Information given Start Marker

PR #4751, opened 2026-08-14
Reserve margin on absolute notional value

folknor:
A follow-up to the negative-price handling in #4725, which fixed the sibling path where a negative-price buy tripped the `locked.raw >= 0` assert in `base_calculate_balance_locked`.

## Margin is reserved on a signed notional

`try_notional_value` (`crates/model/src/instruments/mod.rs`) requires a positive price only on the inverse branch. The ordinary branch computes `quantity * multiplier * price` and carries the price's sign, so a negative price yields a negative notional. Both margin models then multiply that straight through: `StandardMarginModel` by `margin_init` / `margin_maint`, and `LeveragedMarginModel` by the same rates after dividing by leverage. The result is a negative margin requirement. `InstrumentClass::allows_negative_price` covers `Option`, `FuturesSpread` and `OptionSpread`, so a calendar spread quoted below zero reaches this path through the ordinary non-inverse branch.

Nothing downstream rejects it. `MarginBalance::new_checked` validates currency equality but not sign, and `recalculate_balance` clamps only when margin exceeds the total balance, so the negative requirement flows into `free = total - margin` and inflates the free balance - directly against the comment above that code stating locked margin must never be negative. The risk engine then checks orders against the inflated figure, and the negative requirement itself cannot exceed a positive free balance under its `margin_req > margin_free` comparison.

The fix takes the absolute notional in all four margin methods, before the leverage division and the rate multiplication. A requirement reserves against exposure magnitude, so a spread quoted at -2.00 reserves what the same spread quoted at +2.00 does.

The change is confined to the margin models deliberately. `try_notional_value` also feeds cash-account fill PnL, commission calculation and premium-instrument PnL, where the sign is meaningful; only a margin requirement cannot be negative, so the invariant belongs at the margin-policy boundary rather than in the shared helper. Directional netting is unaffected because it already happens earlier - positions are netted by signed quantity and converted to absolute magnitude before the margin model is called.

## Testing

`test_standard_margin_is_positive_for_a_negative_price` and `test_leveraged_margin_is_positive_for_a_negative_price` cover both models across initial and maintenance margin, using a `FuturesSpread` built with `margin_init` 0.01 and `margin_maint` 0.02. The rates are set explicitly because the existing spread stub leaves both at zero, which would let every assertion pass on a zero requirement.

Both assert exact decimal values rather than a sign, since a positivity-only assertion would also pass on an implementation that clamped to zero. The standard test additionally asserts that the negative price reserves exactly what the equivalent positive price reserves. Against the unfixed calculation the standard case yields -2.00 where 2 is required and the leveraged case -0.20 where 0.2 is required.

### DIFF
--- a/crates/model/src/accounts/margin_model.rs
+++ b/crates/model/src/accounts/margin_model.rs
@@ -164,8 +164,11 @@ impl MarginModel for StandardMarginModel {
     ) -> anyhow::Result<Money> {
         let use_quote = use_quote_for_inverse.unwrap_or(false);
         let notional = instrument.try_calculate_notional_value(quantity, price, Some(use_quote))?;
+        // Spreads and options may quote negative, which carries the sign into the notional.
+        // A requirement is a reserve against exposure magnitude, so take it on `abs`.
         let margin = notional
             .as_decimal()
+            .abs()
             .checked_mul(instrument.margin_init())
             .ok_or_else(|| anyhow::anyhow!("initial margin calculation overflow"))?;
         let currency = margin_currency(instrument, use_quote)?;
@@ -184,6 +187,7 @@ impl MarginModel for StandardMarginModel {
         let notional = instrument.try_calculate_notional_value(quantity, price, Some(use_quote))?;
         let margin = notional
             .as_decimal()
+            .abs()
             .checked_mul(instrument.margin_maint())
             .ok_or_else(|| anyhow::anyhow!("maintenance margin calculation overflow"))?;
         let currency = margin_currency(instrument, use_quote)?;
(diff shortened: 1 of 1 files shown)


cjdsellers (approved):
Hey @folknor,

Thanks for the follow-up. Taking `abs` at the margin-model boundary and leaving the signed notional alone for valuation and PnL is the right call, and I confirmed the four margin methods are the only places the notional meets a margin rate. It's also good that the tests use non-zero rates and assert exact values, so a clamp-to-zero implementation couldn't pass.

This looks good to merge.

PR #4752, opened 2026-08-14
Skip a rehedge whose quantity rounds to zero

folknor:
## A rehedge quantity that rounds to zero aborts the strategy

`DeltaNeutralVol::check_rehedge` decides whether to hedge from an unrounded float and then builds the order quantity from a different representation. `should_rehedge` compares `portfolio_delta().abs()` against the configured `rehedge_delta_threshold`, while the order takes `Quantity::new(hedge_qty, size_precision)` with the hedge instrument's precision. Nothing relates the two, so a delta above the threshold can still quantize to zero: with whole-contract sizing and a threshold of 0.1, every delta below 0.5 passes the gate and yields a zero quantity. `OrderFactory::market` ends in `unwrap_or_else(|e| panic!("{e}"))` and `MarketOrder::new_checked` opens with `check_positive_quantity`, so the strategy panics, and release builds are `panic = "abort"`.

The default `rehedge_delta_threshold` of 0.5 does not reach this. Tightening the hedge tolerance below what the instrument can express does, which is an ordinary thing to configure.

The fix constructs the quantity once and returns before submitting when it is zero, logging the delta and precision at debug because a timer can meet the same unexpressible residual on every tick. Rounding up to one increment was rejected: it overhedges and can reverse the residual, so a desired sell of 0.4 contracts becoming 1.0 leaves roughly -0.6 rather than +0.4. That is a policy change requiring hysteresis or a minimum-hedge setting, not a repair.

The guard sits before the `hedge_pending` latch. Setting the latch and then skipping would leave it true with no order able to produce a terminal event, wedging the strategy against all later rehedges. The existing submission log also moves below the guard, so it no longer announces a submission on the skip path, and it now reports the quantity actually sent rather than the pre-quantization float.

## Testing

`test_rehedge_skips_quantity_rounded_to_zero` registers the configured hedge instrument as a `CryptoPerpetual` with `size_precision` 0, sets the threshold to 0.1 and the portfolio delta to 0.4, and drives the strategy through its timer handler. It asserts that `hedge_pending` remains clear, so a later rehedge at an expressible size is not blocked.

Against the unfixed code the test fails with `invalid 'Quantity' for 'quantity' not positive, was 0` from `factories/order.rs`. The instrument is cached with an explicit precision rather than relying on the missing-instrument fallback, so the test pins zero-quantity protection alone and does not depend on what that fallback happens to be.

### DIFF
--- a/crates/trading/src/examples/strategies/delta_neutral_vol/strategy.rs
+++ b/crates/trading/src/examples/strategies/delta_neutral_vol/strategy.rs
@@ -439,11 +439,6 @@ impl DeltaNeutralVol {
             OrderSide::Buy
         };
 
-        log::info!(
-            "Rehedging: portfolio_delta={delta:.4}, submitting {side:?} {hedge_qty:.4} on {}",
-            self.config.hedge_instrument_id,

Information given End Marker

Problem details: Reproduce each line of the data containing the word "happens".

Reply to the exercise:
The change is confined to the margin models deliberately. `try_notional_value` also feeds cash-account fill PnL, commission calculation and premium-instrument PnL, where the sign is meaningful; only a margin requirement cannot be negative, so the invariant belongs at the margin-policy boundary rather than in the shared helper. Directional netting is unaffected because it already happens earlier - positions are netted by signed quantity and converted to absolute magnitude before the margin model is called.
Against the unfixed code the test fails with `invalid 'Quantity' for 'quantity' not positive, was 0` from `factories/order.rs`. The instrument is cached with an explicit precision rather than relying on the missing-instrument fallback, so the test pins zero-quantity protection alone and does not depend on what that fallback happens to be.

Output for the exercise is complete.